On 18th November 6 members of 75 Engineer Regiment Regt travelled to Lanzarote for Ex Canary Express 2018. The Joint Services Sail Training Centre had forward based a 47ft yacht in the Canary Islands. The aim of this was to enhance sailing and leadership skills through offshore sailing.
After meeting the yacht at Puerto Calero marina we immediately checked it to ensure it was fully equipped and prepared for our 5-day sailing adventure.
Day one saw the crew which consisted of an off-shore yacht master 2 day skippers, a competent crew member and 2 novices, sail to Arrecife. To begin with we all practiced the all-important man overboard drills. A 14-knot wind speed allowed us to sail to a spot we had chosen to anchor for lunch before heading back for a second night moored at Puerto Calero Marina.
The following day we sailed to La Graciosa which is a small sanctuary Island on the northern tip of Lanzarote unfortunately due to unusual low winds for this time of year we motored (using the engine). This was a 6-hour journey but on arrival thoroughly worth it. The quaint white washed houses and small cafes added to the beauty of the Island.
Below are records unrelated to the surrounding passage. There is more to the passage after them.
PR #2970, opened 2026-01-22
Switch layered images to all-intra encoding under certain conditions

juliobbv-p:
Switch layered images to all-intra encoding under certain conditions:
- The total number of layers is 2
- Quality of the first layer is very low (q <= 10)

Using all-intra encoding comes with the following benefits:
1. First layer will be smaller than the second layer (which can oftentimes not be the case with good mode at quality < 40)
2. Outputs have predictable file sizes: the sum of the first layer (quality 2) plus the second layer (quality set by the caller)
3. Because the first layer is very small, progressive encoding overhead is also smaller and more stable (about 5-8% for quality 40 and 2-4% for quality 60)
4. Availability of choosing tune IQ in libaom AV1 (which requires all-intra usage)

From the point of view of `avifenc`, encoding an image with `--progressive` will result in all-intra encoding being used, which is the main use case this change targets.

### DIFF
--- a/src/codec_aom.c
+++ b/src/codec_aom.c
@@ -49,6 +49,8 @@
 #endif
 #endif
 
+#define TWO_LAYER_ALL_INTRA_QUALITY_THRESHOLD 10
+
 struct avifCodecInternal
 {
 #if defined(AVIF_CODEC_AOM_DECODE)
@@ -65,6 +67,7 @@ struct avifCodecInternal
     avifPixelFormatInfo formatInfo;
     aom_img_fmt_t aomFormat;
     uint32_t currentLayer;
+    int qualityFirstLayer;
 #endif
 };
 
@@ -656,6 +659,21 @@ static avifResult aomCodecEncodeImage(avifCodec * codec,
                                       avifAddImageFlags addImageFlags,
                                       avifCodecEncodeOutput * output)
 {
+    // Save the quality of the first layer because it's useful for further decision making
+    if (encoder->extraLayerCount > 0 && codec->internal->currentLayer == 0) {
+        codec->internal->qualityFirstLayer = quality;
+    }
+
+    // All-intra encoding is beneficial when encoding a two-layer image item and the quality of the first layer is very low.
+    // Switching to all-intra encoding comes with the following benefits:
+    // - The first layer will be smaller than the second layer (which is often not the case with inter encoding)
+    // - Outputs have predictable file sizes: the sum of the first layer (quality <= 10) plus the second layer (quality set by the caller)
+    // - Because the first layer is very small, layered encoding overhead is also smaller and more stable (about 5-8% for quality 40 and 2-4% for quality 60)
+    // - Option of choosing tune IQ (which requires AOM_USAGE_ALL_INTRA)
+    avifBool useAllIntraForLayered = encoder->extraLayerCount == 1 &&
+                                     codec->internal->qualityFirstLayer <= TWO_LAYER_ALL_INTRA_QUALITY_THRESHOLD;
+    avifBool useAllIntra = (addImageFlags & AVIF_ADD_IMAGE_FLAG_SINGLE) || useAllIntraForLayered;
+
     // Map encoder speed to AOM usage + CpuUsed:
     // Speed  0: GoodQuality CpuUsed 0
     // Speed  1: GoodQuality CpuUsed 1
@@ -671,7 +689,7 @@ static avifResult aomCodecEncodeImage(avifCodec * codec,
     unsigned int aomUsage = AOM_USAGE_GOOD_QUALITY;
     // Use AOM_USAGE_ALL_INTRA (added in https://crbug.com/aomedia/2959) for still image encoding if available.
 #if defined(AOM_USAGE_ALL_INTRA)
-    if (addImageFlags & AVIF_ADD_IMAGE_FLAG_SINGLE) {
+    if (useAllIntra) {
         aomUsage = AOM_USAGE_ALL_INTRA;
     }
 #endif
@@ -680,7 +698,7 @@ static avifResult aomCodecEncodeImage(avifCodec * codec,
         aomCpuUsed = AVIF_CLAMP(encoder->speed, 0, 9);
         if (aomCpuUsed >= 7) {
 #if defined(AOM_USAGE_ALL_INTRA) && defined(ALL_INTRA_HAS_SPEEDS_7_TO_9)
-            if (!(addImageFlags & AVIF_ADD_IMAGE_FLAG_SINGLE)) {
+            if (!useAllIntra) {
                 aomUsage = AOM_USAGE_REALTIME;
             }
 #else
@@ -826,7 +844,9 @@ static avifResult aomCodecEncodeImage(avifCodec * codec,
             // libaom to set still_picture and reduced_still_picture_header to
             // 1 in AV1 sequence headers.
             cfg->g_limit = 1;
-
+        }
+        if (useAllIntra) {
+#if !defined(AOM_USAGE_ALL_INTRA)
             // Use the default settings of the new AOM_USAGE_ALL_INTRA (added in
             // https://crbug.com/aomedia/2959).
             //
@@ -838,6 +858,7 @@ static avifResult aomCodecEncodeImage(avifCodec * codec,
             cfg->kf_mode = AOM_KF_DISABLED;
             // Tell libaom that all frames will be key frames.
             cfg->kf_max_dist = 0;
+#endif
         } else {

The following day we set sail with 16 Knots of wind around Caleta del Sabo this proved to be a much more adventurous sail with 5 metre of Atlantic swell whilst slicing through it at 10- knots in the Yacht. One of the day skippers plotted the route and allowed the comp crew and a novice to helm the boat through the rough seas. Sapper Dave Brandreth quoted “ It was exhilarating sailing the yacht for the first time under the supervision of the Skipper” We returned to La Garciosa and anchored off the beach cooking a delectable lunch of fresh fish and a well-deserved swim before heading back to the marina.
On the penultimate day, the adventurous six embarked on a journey to Rubicon. We sailed the entire journey courtesy of a wind speed of 14-knots. The weather was not too kind to us on this occasion and much to the dismay of the crew our Ray-bans had to be exchanged in favour of Ollies (Waterproof Jackets and trousers). However, our mood soon lifted when we stumbled upon a pod of approximately 100 dolphins who decided to keep us company for 40 mins. This journey also included the sighting of bottled-nosed whales and a turtle.
As we neared our destination we received a Pan-pan (May-Day Call) from an unknown yacht whose engine had failed and were requesting towing to Rubicon. This provided the crew with yet another opportunity to practice (and experience) the challenges that materialise when sailing. Once locating the distressed French yacht and night had closed in on us we set up a V tow on the rear of our vessel. The French crew were ecstatic that we had found them and where towing them to the nearest marina.
The final day we sailed to Los Lobos a small Island which we anchored overnight and watched the sunset and moon-rise in the peaceful bliss whilst bobbing on the Atlantic. A thoroughly adventurous week cooking on-board and the sight of the marine wildlife whilst navigation around unfamiliar waters. The crew sailed back to Puerto Calero and cleaned the yacht ready for the next crew.